Des permanences y sont aussi assurées par d'anciens juges du tribunal de commerce, tous chefs d'entreprise, pour dédramatiser le dépôt de bilan. « C'est un triple traumatisme, personnel, financier et professionnel. L'entrepreneur est assailli par la honte de s'être trompé et d'avoir trompé », prêche Philippe Rambaud. Après une belle carrière d'un quart de siècle chez Danone, il a vécu une telle expérience en 2007 avec la société PH@auto-Assistance (spécialisée dans le marketing à l'exportation) qu'il avait créée 7 ans plus tôt. Mais l'homme qui n'était pas de nature à se laisser anéantir durablement - il confie avoir été aidé par son épouse qui fait du coaching et par un psychothérapeute qui lui a fait retracer tous les succès et les échecs de sa vie - a créé l'association 60 000 rebonds.

Échec et rebond

60 000, c'est le nombre d'entreprises qui défaillent chaque année en France où l'échec est mal vu, contrairement aux États-Unis. Et selon une étude de la Commission européenne, c'est en France que le délai entre l'échec et le rebond est le plus long : 8 ans. Rebondir comme salarié, quand un patron a perdu son emploi, est compliqué comme l'atteste Dimitri Pivot, le président de Second Souffle, autre association d'entraide. Lancée en 2010 à Paris, elle a essaimé à Lyon (en 2012), Rennes (août 2013) et bientôt à Lille. « Avec l'APEC (Ndlr : Association pour l'emploi des cadres), nous avons mis en place des ateliers pour redonner confiance en soi », annonce ce trentenaire. Ancien directeur des achats dans une grande entreprise, il s'était mis à son compte en 2000 en fondant à Châteauroux, une menuiserie spécialisée dans le mobilier pour enfants qu'il s'est résolu à brader en 2005 après une tentative malheureuse de développement, sous forme de franchise.

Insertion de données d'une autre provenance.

PR #837, opened 2017-05-29
CSRF Support + better key for context

akuma06:
* Added new dep: gorilla/csrf
* CSRF field in forms
* CSRF variable in commontemplatevariables
* New key for messages and user context

Please change EnableSecureCSRF to false when testing locally and don't
merge config/env.go with the changes


main.go
```diff
@@ -29,8 +30,13 @@ func RunServer(conf *config.Config) {
 	os.Mkdir(router.DatabaseDumpPath, 700)
 	// TODO Use config from cli
 	os.Mkdir(router.GPGPublicKeyPath, 700)
-	http.Handle("/", router.Router)
 
+	// Please make EnableSecureCSRF to false when testing locally
+	if config.EnableSecureCSRF {
+		http.Handle("/", csrf.Protect([]byte("q8satbudwexfzh2j3m5n6p8r9satcvsd"))(router.Router))
+	} else {
```
Atvaark: Shouldn't this be stored in a config file or env variable instead of being hardcoded and public?

akuma06: It should have been :). Forgot to remove the test token

akuma06:
Should fix #831

PR #843, opened 2017-05-29
Playbook to install latest nyaa straight from github

tomleb:
Was reverted because of the whole es config drama.


tomleb:
Before merging: The current behavior is that if some changes were made in the directory of the build previously and you're trying to run this script, it won't work.
I can add force: yes to ansible, but that will erase all changes that were made.
Which behavior do we want ?
I could also modify it to make a backup of the current folder before getting the new one.

akuma06:
3rd, then 2nd and last 1st I would say

tomleb:
# Don't merge yet
I'll modify it to make a backup of the current folder before pulling latest.

tomleb:
I make a backup of the folder now before pulling the latest.

# Ready to be merged

PR #854, opened 2017-05-30
New config files

akuma06:
As decided, config files are parsed at runtime.
I decided to go for YAML config files because there can be comments in
it.
There are 2 files:
* config/default_config.yml <= which shouldn't be edited unless we add a
config parameter
* config/config.yml <= which is the user-defined config. This file
shouldn't be commited

Changed every call to config.XXX to config.Conf.XXX (look to the new
stucture of config in config/types.go)

Of course, putting config parameters in config.yml overrides config in
config_default.yml. You don't have to put everything in it, just add
what you want to override.


config/default_config.yml
```diff
@@ -0,0 +1,164 @@
...
+# database type
+db_type: sqlite3
+# DBParams will be directly passed to Gorm, and its internal structure depends on the dialect for each db type
+db_params: ./nyaa.db?cache_size=50
+# logmode for database
+db_logmode: default
+# Environment should be one of: DEVELOPMENT, TEST, PRODUCTION
+environment: DEVELOPMENT
+# WebAddress : url of the website
+web_address: nyaa.pantsu.cat
```
Atvaark: Maybe use *localhost* (without HTTPS) as a default website value and set the actual website in config.yml during deployment?

Otherwise every developer would have to be careful not to add their *config.yml* changes to their commits.

akuma06: config.yml should be in .gitignore maybe?

akuma06: In fact config.yml shouldn't be commited, they are user-specific configs.

Atvaark: .gitignore only works for untracked files. Since the example config.yml is tracked every change to it will be listed by *git status* and be staged to commit by e. g. *git add .*.

You could maybe add config.yml to .gitignore add not provide an example.
But I'd prefer sane defaults and not having to fiddle with a config file to test a local change.

akuma06: Yeah forgot to rename it in config_example.yml

config/config.go
```diff
@@ -91,22 +34,35 @@ var allowedDBLogModes = map[string]bool{
...
+// Construct a new config variable
+func init() {
+	getDefaultConfig()
+	privateConf = *DefaultConfig
+	Conf = &privateConf
+	overrideDefaults()
+}
+
+func overrideDefaults() {
+	path := "config/config.yml"
```
Atvaark: This'll cause issues in every unit test that imports this package. (Except for the main package,)

Unit tests don't use the project root as the working directory and will fail to find these files.
(The init function is run before the test functions)

You'll have to make sure the default config file is always found or the tests will fail in strange ways.

akuma06: Thanks again @Atvaark, you're the only one that helped :')

PR #857, opened 2017-05-30
Maskot to cookie

steindornatorinn:
Added the maskot hiding to the cookie as well, leaving none of the configuration up to JS.


mitki:
Isn't {{call $.T "mascot_select"}} redundant? Since there's {{call $.T "mascot"}} already.

steindornatorinn:
Yes it is, I'll remove it.

PR #865, opened 2017-05-31
Update URL queries

MMP0:


tomleb:
This should be done at runtime instead, generating a hash when the application starts and on -SIGHUP.

akuma06:
Just use {{ .Conf.Build }} to get the build version

akuma06:
Or if you just want the version number {{ .Conf.Version }}. Be aware that for {{ .Conf.Build }} to be different from unknown, you need to use the go build command in readme

PR #189, opened 2015-11-02
fix two problems in windows

mythay:
1. export libuv symbols when linking without shared libuv
2. fix linking lua lib name without standard name in windows (lua for windows)


rphillips:
+1 Thank you.

CMakeLists.txt
```diff
@@ -136,7 +139,11 @@ if(WIN32)
   if (USE_LUAJIT)
     target_link_libraries(luv uv luajit-5.1)
   else (USE_LUAJIT)
-    target_link_libraries(luv uv lualib)
+    if (LUA_BUILD_TYPE STREQUAL System)
+        target_link_libraries(luv uv ${LUA_LIBRARIES})
+    else (LUA_BUILD_TYPE STREQUAL System)
```
creationix: This looks like the second case will never be true?  Was this s typo?

PR #200, opened 2015-12-12
Add missed netmask filed in network interface

zhaozg:
This patch will add missed netmask field in network interface.


zhaozg:
http://docs.libuv.org/en/v1.x/misc.html#c.uv_interface_address_t

rphillips:
thanks. lgtm +1

PR #206, opened 2015-12-31
change luajit submodule url to https://github.com/LuaJIT/LuaJIT.git

zhaozg:
fix travis fail, because luajit can't access.


rphillips:
+1

creationix:
This should work.  The github mirror is just a mirror, but I believe it will stay up to date since lots of development happens there now.

PR #210, opened 2016-01-26
Fix AppVeyor on Pro environment

tbastos:
Solution as suggested in http://help.appveyor.com/discussions/problems/4031-same-code-in-two-repositories-build-passes-in-one-repo-but-fails-in-the-other


creationix:
Awesome work!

« J'ai alors envoyé des centaine de CV sans la moindre réponse. C'est en supprimant mon expérience de chef d'entreprise que j'ai réussi à me faire embaucher. Un profil d'entrepreneur fait peur », assure-t-il. Deux autres associations, Sos Entrepreneurs et Re-créer apportent leur soutien aux entrepreneurs en phase d'échec. Toutes les quatre, qui agissent de façon complémentaire, ont constitué un groupement d'intérêt associatif baptisé Portail du rebond des entrepreneurs. En janvier dernier, Fleur Pellerin, alors ministre déléguée aux PME, à l'Innovation et à l'Economie numérique, avait signé une charte du rebond avec ces associations et annoncé un « plan pour le droit à la seconde chance ». Pas à pas, les mentalités évoluent.